- _Dataset extract_
════════════════

Issue #506, opened 2016-01-18
AMS#normalize is not handled correctly


martndemus:
The `PUT`/`POST` shorthand methods don't handle normalizing the request payload very well.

════════════════

Retype the listing in full, keeping every word as it appears.

Issue #506, opened 2016-01-18
AMS#normalize is not handled correctly


martndemus:
The `PUT`/`POST` shorthand methods don't handle normalizing the request payload very well.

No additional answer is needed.